Il est clair, par exemple, que l’entrée du créole dans le système scolaire grâce au CAPES de créole et au Professorat des Ecoles-option créole, ne sera pas sans conséquence non seulement sur la graphie du créole mais sur la langue elle-même. Il n’y a que les naïfs ou les ignorants, ou encore les fétichistes, pour s’imaginer que «tout bagay ja bon kon sa».

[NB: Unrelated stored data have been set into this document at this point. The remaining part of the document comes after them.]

PR #1010, opened 2016-12-20
Changing the default line length limit to 120

### LINKED ISSUE #1008: Line length and [String: SourceKitRepresentable]
Our current line length limit is 100, which makes creating functions that receives `[String: SourceKitRepresentable]` as parameter hard, since it's a long (33-char) type.

For example, how should one format this method?

```swift
    fileprivate func dictionaryViolations(in file: File,
                                          dictionary: [String: SourceKitRepresentable])
                                                                                    -> [NSRange] {
```

I find myself using worse choices of name method names or weird formatting because of this limit. I propose we should either (or both 😛):

1. Increase the limit a bit, to 120 for example.
2. Create a `typealias SouceKitDictionary =  [String: SourceKitRepresentable]` to save 11 characters.

Thoughts?

marcelofabri:
Fixes #1008.

I particularly don't like breaking lines on `(` or `->` in function declarations, so I've changed the ones I've found now that we have a larger line length limit.

### DIFF
--- a/.swiftlint.yml
+++ b/.swiftlint.yml
@@ -25,3 +25,4 @@ file_header:
                     \/\/  Created by .*? on \d{1,2}\/\d{1,2}\/\d{2}\.
                     \/\/  Copyright © \d{4} Realm\. All rights reserved\.
                     \/\/
+line_length: 120
--- a/CHANGELOG.md
+++ b/CHANGELOG.md
@@ -2,7 +2,9 @@
 
 ##### Breaking
 
-* None.
+* `file_length` rule now has a default value of `120` for warnings.  
+  [Marcelo Fabri](https://github.com/marcelofabri)
+  [#1008](https://github.com/realm/SwiftLint/issues/1008)
 
 ##### Enhancements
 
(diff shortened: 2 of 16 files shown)


.swiftlint.yml
```diff
@@ -25,3 +25,4 @@ file_header:
                     \/\/  Created by .*? on \d{1,2}\/\d{1,2}\/\d{2}\.
                     \/\/  Copyright © \d{4} Realm\. All rights reserved\.
                     \/\/
+line_length: 120
```
marcelofabri: I've added this here to prevent the `swiftlint` build phase to generate warnings (since it's using the installed version, which probably is the latest stable one).

CHANGELOG.md
```diff
@@ -2,7 +2,9 @@
 
 ##### Breaking
 
-* None.
+* `file_length` rule now has a default value of `120` for warnings.
```
jpsim: Though not really a breaking change, I do approve of having it in this section to spread the word...

.swiftlint.yml
jpsim: Maybe we could log a message if a configuration has line length explicitly set to 120, so that more people will be aware that this is SwiftLint's new default?

marcelofabri: I don't feel it'd be very useful as some people may see to not relying on the defaults as a good practice?

jpsim: yeah, maybe. I'm a bit torn, so happy to go with your preference on this one.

Quant à l’accusation de refranciser la graphie du créole et de nous couper des créolophones non francophones, elle est parfaitement infondée. Les nouveaux ajustements graphiques proposés par Jean Bernabé vont dans le sens exactement inverse et je ne prendrai que deux exemples:

  • la suppression de l’accent sur le «e» dans des mots comme «solèy», «boutèy» etc…(désormais écrits «soley», «boutey»), nous rapproche de nos cousins de l’Océan Indien lesquels prononcent ces mêmes mots avec un «é»: «soléy», «boutéy». En enlevant l’accent, chacun (Antillo-Guyanais et Océanindien) prononce spontanément selon son propre dialecte puisque jamais un Antillo-Guyanais ne lira «soley» avec un «é». Il prononcera toujours avec un «è».
  • la suppression de l’accent sur le «o» dans des mots comme «lapòt», «bòt» etc…(désormais écrits «lapot», «bot») s’appuie exactement sur le même principe de rapprochement avec l’Océan Indien où on prononce ces mêmes mots avec un «o» fermé. En enlevant l’accent, chacun prononce spontanément selon la prononciation en vigueur dans son dialecte.

Où ces messieurs voient-ils une trahison? une francisation de la graphie du créole? D’autant que les deux exemples que je viens de prendre ne sont qu’une infime partie du nouvel apport bernabéen, l’essentiel de son ouvrage explicitant les règles d’écriture des mots composés extrêmement nombreux en créole. Exemple, faut-il écrire:

  • met-a-manyok
  • met a manyok
  • metamanyok

Ou encore «né vè d maten» , «né-vè-d-maten» ou carrément «névedmaten». Cela, personne n’y avait vraiment réfléchi avant Bernabé et personne n’avait proposé des règles fondées sur des analyses scientifiques.

Avant d’accuser les gens de trahison ou de je ne sais quoi, nos fétichistes (qui n’ont jamais rien produit eux-mêmes soit dit en passant) devraient d’abord lire nos publications et en discuter d’abord sur un plan scientifique. Car si nous ne nions pas qu’une graphie comporte un aspect idéologique, comme tout fait social d’ailleurs, nous disons que cet aspect doit être discuté dans un second temps. Il ne doit pas être posé en préalable. Sinon on retombe dans Jadnov.